_ACTION ITEM_
Filter the listing and keep only the lines with the word "CGraphAbstract".
SUPPLIED RECORDS below:
PR #1555, opened 2023-12-06
Added a checking bad phrase structure

ChugunovRoman:
This verify checks for an already existing phrase added with the same ID, which is an incorrect dialog structure. Each new phrase must have a unique identifier. This check is simply more informative than just `m_edges.end() == std::find(m_edges.begin(), m_edges.end(), vertex->vertex_id())`. The following crash will immediately follow:

```
FATAL ERROR
 
[error] Expression    : m_edges.end() == std::find(m_edges.begin(), m_edges.end(), vertex->vertex_id())
[error] Function      : add_edge
[error] File          : /home/ruut/Documents/qemu_shared/xray-16/src/xrAICore/Navigation/graph_vertex_inline.h
[error] Line          : 68
[error] Description   : assertion failed
 

stack trace:

xrDebug::GatherInfo(char*, unsigned long, ErrorLocation const&, char const*, char const*, char const*, char const*)
xrDebug::Fail(bool&, ErrorLocation const&, char const*, char const*, char const*, char const*)
CGraphVertex<CPhrase*, shared_str, CGraphAbstract<CPhrase*, float, shared_str, Loki::EmptyType> >::add_edge(CGraphVertex<CPhrase*, shared_str, CGraphAbstract<CPhrase*, float, shared_str, Loki::EmptyType> >*, float const&)
CGraphAbstract<CPhrase*, float, shared_str, Loki::EmptyType>::add_edge(shared_str const&, shared_str const&, float const&)
CPhraseDialog::AddPhrase(char const*, shared_str const&, shared_str const&, int)
CPhraseDialog::AddPhrase_script(char const*, char const*, char const*, int)
luabind::detail::invoke_struct<luabind::meta::type_list<>, luabind::meta::type_list<CPhrase*, CPhraseDialog&, char const*, char const*, char const*, int>, CPhrase* (CPhraseDialog::*)(char const*, char const*, char const*, int)>::call_struct<true, false, luabind::meta::index_list<0u, 1u, 2u, 3u, 4u> >::call(lua_State*, CPhrase* (CPhraseDialog::*&)(char const*, char const*, char const*, int), std::tuple<luabind::default_converter<CPhraseDialog&, void>, luabind::default_converter<char const*, void>, luabind::default_converter<char const*, void>, luabind::default_converter<char const*, void>, luabind::default_converter<int, void> >&)
luabind::detail::invoke_struct<luabind::meta::type_list<>, luabind::meta::type_list<CPhrase*, CPhraseDialog&, char const*, char const*, char const*, int>, CPhrase* (CPhraseDialog::*)(char const*, char const*, char const*, int)>::invoke(lua_State*, luabind::detail::function_object const&, luabind::detail::invoke_context&, CPhrase* (CPhraseDialog::*&)(char const*, char const*, char const*, int))
luabind::detail::function_object_impl<CPhrase* (CPhraseDialog::*)(char const*, char const*, char const*, int), luabind::meta::type_list<CPhrase*, CPhraseDialog&, char const*, char const*, char const*, int>, luabind::meta::type_list<> >::invoke_defer(lua_State*, luabind::detail::function_object_impl<CPhrase* (CPhraseDialog::*)(char const*, char const*, char const*, int), luabind::meta::type_list<CPhrase*, CPhraseDialog&, char const*, char const*, char const*, int>, luabind::meta::type_list<> >*, luabind::detail::invoke_context&, int&)
luabind::detail::function_object_impl<CPhrase* (CPhraseDialog::*)(char const*, char const*, char const*, int), luabind::meta::type_list<CPhrase*, CPhraseDialog&, char const*, char const*, char const*, int>, luabind::meta::type_list<> >::entry_point(lua_State*)
/home/ruut/Documents/qemu_shared/xray-16/bin/x64/Debug/xrLuaJIT.so(+0xa3d5) [0x7f51526a73d5]
/home/ruut/Documents/qemu_shared/xray-16/bin/x64/Debug/xrLuaJIT.so(lua_pcall+0xae) [0x7f51526bab5e]
luabind::detail::pcall(lua_State*, int, int)
void luabind::detail::call_function_struct<void, luabind::meta::type_list<>, luabind::meta::index_list<1u>, 1u, &luabind::detail::pcall, true>::call<CPhraseDialog*>(lua_State*, CPhraseDialog*&&)
void luabind::call_pushed_function<void, luabind::meta::type_list<>, CPhraseDialog*>(lua_State*, CPhraseDialog*&&)
void luabind::call_function<void, luabind::meta::type_list<>, CPhraseDialog*>(luabind::adl::object const&, CPhraseDialog*&&)
CPhraseDialog::load_shared(char const*)
CSharedClass<SPhraseDialogData, shared_str, false>::load_shared(shared_str, char const*)
CPhraseDialog::Load(shared_str)
CPhraseDialogManager::AddAvailableDialog(shared_str, CPhraseDialogManager*)
```

The new verify:
```
 
FATAL ERROR
 
[error] Expression    : !_vertex
[error] Function      : AddPhrase
[error] File          : /home/ruut/Documents/qemu_shared/xray-16/src/xrGame/PhraseDialog.cpp
[error] Line          : 259
[error] Description   : Dublicate phrase ID: [244] for phrase: [dm_do_not_know_10]. Existed phrase by this ID: [dm_no_more_8]
 

stack trace:

xrDebug::GatherInfo(char*, unsigned long, ErrorLocation const&, char const*, char const*, char const*, char const*)
xrDebug::Fail(bool&, ErrorLocation const&, char const*, char const*, char const*, char const*)
xrDebug::Fail(bool&, ErrorLocation const&, char const*, std::__cxx11::basic_string<char, std::char_traits<char>, std::allocator<char> > const&, char const*, char const*)
CPhraseDialog::AddPhrase(char const*, shared_str const&, shared_str const&, int)
CPhraseDialog::AddPhrase_script(char const*, char const*, char const*, int)
luabind::detail::invoke_struct<luabind::meta::type_list<>, luabind::meta::type_list<CPhrase*, CPhraseDialog&, char const*, char const*, char const*, int>, CPhrase* (CPhraseDialog::*)(char const*, char const*, char const*, int)>::call_struct<true, false, luabind::meta::index_list<0u, 1u, 2u, 3u, 4u> >::call(lua_State*, CPhrase* (CPhraseDialog::*&)(char const*, char const*, char const*, int), std::tuple<luabind::default_converter<CPhraseDialog&, void>, luabind::default_converter<char const*, void>, luabind::default_converter<char const*, void>, luabind::default_converter<char const*, void>, luabind::default_converter<int, void> >&)
luabind::detail::invoke_struct<luabind::meta::type_list<>, luabind::meta::type_list<CPhrase*, CPhraseDialog&, char const*, char const*, char const*, int>, CPhrase* (CPhraseDialog::*)(char const*, char const*, char const*, int)>::invoke(lua_State*, luabind::detail::function_object const&, luabind::detail::invoke_context&, CPhrase* (CPhraseDialog::*&)(char const*, char const*, char const*, int))
luabind::detail::function_object_impl<CPhrase* (CPhraseDialog::*)(char const*, char const*, char const*, int), luabind::meta::type_list<CPhrase*, CPhraseDialog&, char const*, char const*, char const*, int>, luabind::meta::type_list<> >::invoke_defer(lua_State*, luabind::detail::function_object_impl<CPhrase* (CPhraseDialog::*)(char const*, char const*, char const*, int), luabind::meta::type_list<CPhrase*, CPhraseDialog&, char const*, char const*, char const*, int>, luabind::meta::type_list<> >*, luabind::detail::invoke_context&, int&)
luabind::detail::function_object_impl<CPhrase* (CPhraseDialog::*)(char const*, char const*, char const*, int), luabind::meta::type_list<CPhrase*, CPhraseDialog&, char const*, char const*, char const*, int>, luabind::meta::type_list<> >::entry_point(lua_State*)
/home/ruut/Documents/qemu_shared/xray-16/bin/x64/Debug/xrLuaJIT.so(+0xa3d5) [0x7f51526a73d5]
/home/ruut/Documents/qemu_shared/xray-16/bin/x64/Debug/xrLuaJIT.so(lua_pcall+0xae) [0x7f51526bab5e]
luabind::detail::pcall(lua_State*, int, int)
void luabind::detail::call_function_struct<void, luabind::meta::type_list<>, luabind::meta::index_list<1u>, 1u, &luabind::detail::pcall, true>::call<CPhraseDialog*>(lua_State*, CPhraseDialog*&&)
void luabind::call_pushed_function<void, luabind::meta::type_list<>, CPhraseDialog*>(lua_State*, CPhraseDialog*&&)
void luabind::call_function<void, luabind::meta::type_list<>, CPhraseDialog*>(luabind::adl::object const&, CPhraseDialog*&&)
CPhraseDialog::load_shared(char const*)
CSharedClass<SPhraseDialogData, shared_str, false>::load_shared(shared_str, char const*)
CPhraseDialog::Load(shared_str)
CPhraseDialogManager::AddAvailableDialog(shared_str, CPhraseDialogManager*)
CActor::UpdateAvailableDialogs(CPhraseDialogManager*)
```

### DIFF
--- a/src/xrGame/PhraseDialog.cpp
+++ b/src/xrGame/PhraseDialog.cpp
@@ -254,8 +254,7 @@ CPhrase* CPhraseDialog::AddPhrase(
 {
     CPhrase* phrase = NULL;
     CPhraseGraph::CVertex* _vertex = data()->m_PhraseGraph.vertex(phrase_id);
-
-    VERIFY2(!_vertex, make_string("Dublicate phrase ID: [%s] for phrase: [%s]. Existed phrase by this ID: [%s]", phrase_id.c_str(), text, _vertex->data()->GetText()));
+    VERIFY2(!_vertex, make_string("Duplicate phrase ID: [%s] for phrase: [%s]. Existed phrase by this ID: [%s]", phrase_id.c_str(), text, _vertex->data()->GetText()));
 
     if (!_vertex)
     {
--- a/src/xrGame/PhraseDialog.cpp
+++ b/src/xrGame/PhraseDialog.cpp
@@ -254,6 +254,9 @@ CPhrase* CPhraseDialog::AddPhrase(
 {
     CPhrase* phrase = NULL;
     CPhraseGraph::CVertex* _vertex = data()->m_PhraseGraph.vertex(phrase_id);
+
+    VERIFY2(!_vertex, make_string("Dublicate phrase ID: [%s] for phrase: [%s]. Existed phrase by this ID: [%s]", phrase_id.c_str(), text, _vertex->data()->GetText()));
+
     if (!_vertex)
     {
         phrase = xr_new<CPhrase>();
--- a/src/xrGame/PhraseDialog.cpp
+++ b/src/xrGame/PhraseDialog.cpp
@@ -254,7 +254,7 @@ CPhrase* CPhraseDialog::AddPhrase(
 {
     CPhrase* phrase = NULL;
     CPhraseGraph::CVertex* _vertex = data()->m_PhraseGraph.vertex(phrase_id);
-    VERIFY2(!_vertex, make_string("Duplicate phrase ID: [%s] for phrase: [%s]. Existed phrase by this ID: [%s]", phrase_id.c_str(), text, _vertex->data()->GetText()));
+    VERIFY2(!_vertex, make_string("Duplicate phrase ID: [%s] for phrase: [%s]. Existed phrase by this ID: [%s]", phrase_id.c_str(), text, _vertex->data()->GetText()).c_str());
 
     if (!_vertex)
     {


ChugunovRoman:
@Xottab-DUTY But I’m not sure if this check should be removed from the MASTER_GOLD?

ChugunovRoman:
Ah, I forgot that checks are disabled in MASTER_GOLD...

src/xrGame/PhraseDialog.cpp
```diff
@@ -254,6 +254,9 @@ CPhrase* CPhraseDialog::AddPhrase(
 {
     CPhrase* phrase = NULL;
     CPhraseGraph::CVertex* _vertex = data()->m_PhraseGraph.vertex(phrase_id);
+
+    VERIFY2(!_vertex, make_string("Dublicate phrase ID: [%s] for phrase: [%s]. Existed phrase by this ID: [%s]", phrase_id.c_str(), text, _vertex->data()->GetText()));
+
     if (!_vertex)
```
AMS21, line 259: Should this check then also be removed since `_vertex` should essentially always be null?

ChugunovRoman: @AMS21 `_vertex` will not be null only if a new phrase with the same id is added. For example, if a phrase was previously added in the context of one dialog with ID 244, and if another phrase with the same ID 244 is added for the same dialog, then the `_vertex` will not be zero.

ChugunovRoman: This mistake can easily be made when a mod developer creates a complex dialog from scripts.

AMS21: Wait I'm confused if it's valid for `_vertex` to be non-null than the added `VERIFY` is wrong or am I missing something here?

The way I understand we use things like `VERIFY` is to check for something that should not happen because something is seriously wrong. (Having 2 phrases with the same ID sounds like this scenario to me).

Also since #1492 was merged the check would very likely be removed since the compiler is told to assume `_vertex` is null

ChugunovRoman: On [256](https://github.com/OpenXRay/xray-16/pull/1555/files#diff-5a47ae2a8b262938a35d803b14650aa1f50a585a87f2917c138e4c92eae43333R256) line `_vertex` will be null when adding a new phrase by ID. But if a phrase has already been added for the same ID, then the `_vertex` will not be null. This means that a phrase has already been added for this ID. And this behavior is a bug. And this `VERIFY` will appear only in the debug build.
Or are you talking about replacing the `VERIFY` on `R_ASSERT`?

AMS21: Yes I do understand how `_vertex` _can_ be null.

I was talking about the if statement right under that for which I recommended removing it since AFTER the `VERIFY` you added, `_vertex` should never be null and in release mode the compiler will actually assume that and likely remove the check.

But since adding a duplicate id triggers an assertions later I think it's fine to leave it as `VERIFY` although using `R_ASSERT` should also be completely fine.

ChugunovRoman: @AMS21 okay, I updated the check and remove the if statement

Xottab-DUTY:
@ChugunovRoman, please, make it not crash. Prefer robustness and always try not to crash instead of using R_ASSERT.

src/xrGame/PhraseDialog.cpp
Xottab-DUTY: No, R_ASSERT is not fine because we want engine to not crash for players.
Using R_ASSERT_CURE is better.

ChugunovRoman: @Xottab-DUTY what is R_ASSERT_CURE? I haven't seen such a macro

ChugunovRoman:
> @ChugunovRoman, please, make it not crash. Prefer robustness and always try not to crash instead of using R_ASSERT.

I returned the VERIFY

AMS21:
> I returned the VERIFY

I believe what @Xottab-DUTY is trying to say that it would be even better if we didn't crash at all. So instead of an `VERIFY` or `R_ASSERT` we would have something like this:

```cpp
if (_vertex)
{
    Msg(make_string("! Dublicate phrase ID: [%s] for phrase: [%s]. Existed phrase by this ID: [%s]", phrase_id.c_str(), text, _vertex->data()->GetText()));
    return;
}
```

Which would give mod makers and player a better message to understand what exactly the problem is and where but not crash the game.

Although you may need to change to function to return a bool and also add an early return in the calling functions.

ChugunovRoman:
@AMS21 There will be no crash in the release build. Because VERIFY is used. And in the debug assembly needs such crash because, allow you to catch an error in a timely manner and fix it. I would to keep the VERIFY.
@Xottab-DUTY Do you agree with me?

Xottab-DUTY:
> @AMS21 There will be no crash in the release build. Because VERIFY is used. And in the debug assembly needs such crash because, allow you to catch an error in a timely manner and fix it. I would to keep the VERIFY. @Xottab-DUTY Do you agree with me?

But why `if (!_vertex)` check is removed?

ChugunovRoman:
> But why `if (!_vertex)` check is removed?

Now if the game doesn’t crash, it’s probably worth returning this check.

AMS21:
I don't think my point here is really getting across, but it's not too important and might also be a me problem.

Sorry for all the confusion :sweat: 

I do think in essence this is a good addition.

src/xrGame/PhraseDialog.cpp
```diff
@@ -254,6 +254,9 @@ CPhrase* CPhraseDialog::AddPhrase(
 {
     CPhrase* phrase = NULL;
     CPhraseGraph::CVertex* _vertex = data()->m_PhraseGraph.vertex(phrase_id);
+
+    VERIFY2(!_vertex, make_string("Dublicate phrase ID: [%s] for phrase: [%s]. Existed phrase by this ID: [%s]", phrase_id.c_str(), text, _vertex->data()->GetText()));
```
Xottab-DUTY:
```suggestion
    VERIFY2(!_vertex, make_string("Duplicate phrase ID: [%s] for phrase: [%s]. Existed phrase by this ID: [%s]", phrase_id.c_str(), text, _vertex->data()->GetText()));
```

src/xrGame/PhraseDialog.cpp
```diff
@@ -254,6 +254,8 @@ CPhrase* CPhraseDialog::AddPhrase(
 {
     CPhrase* phrase = NULL;
     CPhraseGraph::CVertex* _vertex = data()->m_PhraseGraph.vertex(phrase_id);
+    VERIFY2(!_vertex, make_string("Duplicate phrase ID: [%s] for phrase: [%s]. Existed phrase by this ID: [%s]", phrase_id.c_str(), text, _vertex->data()->GetText()));
```
Xottab-DUTY:
```suggestion
    VERIFY2(!_vertex, make_string("Duplicate phrase ID: [%s] for phrase: [%s]. Existed phrase by this ID: [%s]", phrase_id.c_str(), text, _vertex->data()->GetText()).c_str());
```

src/xrGame/PhraseDialog.cpp
Xottab-DUTY: > The way I understand we use things like VERIFY is to check for something that should not happen because something is seriously wrong. (Having 2 phrases with the same ID sounds like this scenario to me).

@AMS21, VERIFY is sometimes used to detect things that should not happen because they are seriously wrong, but it's not only that. It's also used as a development aid for things that are *recommended* to not happen, but they are allowed to.
Only after merging this PR and getting #1759 crash I understood that we should not use XR_ASSUME for VERIFY =)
End of SUPPLIED RECORDS.
_RESPONSE TO THIS EXERCISE_
CGraphVertex<CPhrase*, shared_str, CGraphAbstract<CPhrase*, float, shared_str, Loki::EmptyType> >::add_edge(CGraphVertex<CPhrase*, shared_str, CGraphAbstract<CPhrase*, float, shared_str, Loki::EmptyType> >*, float const&)
CGraphAbstract<CPhrase*, float, shared_str, Loki::EmptyType>::add_edge(shared_str const&, shared_str const&, float const&)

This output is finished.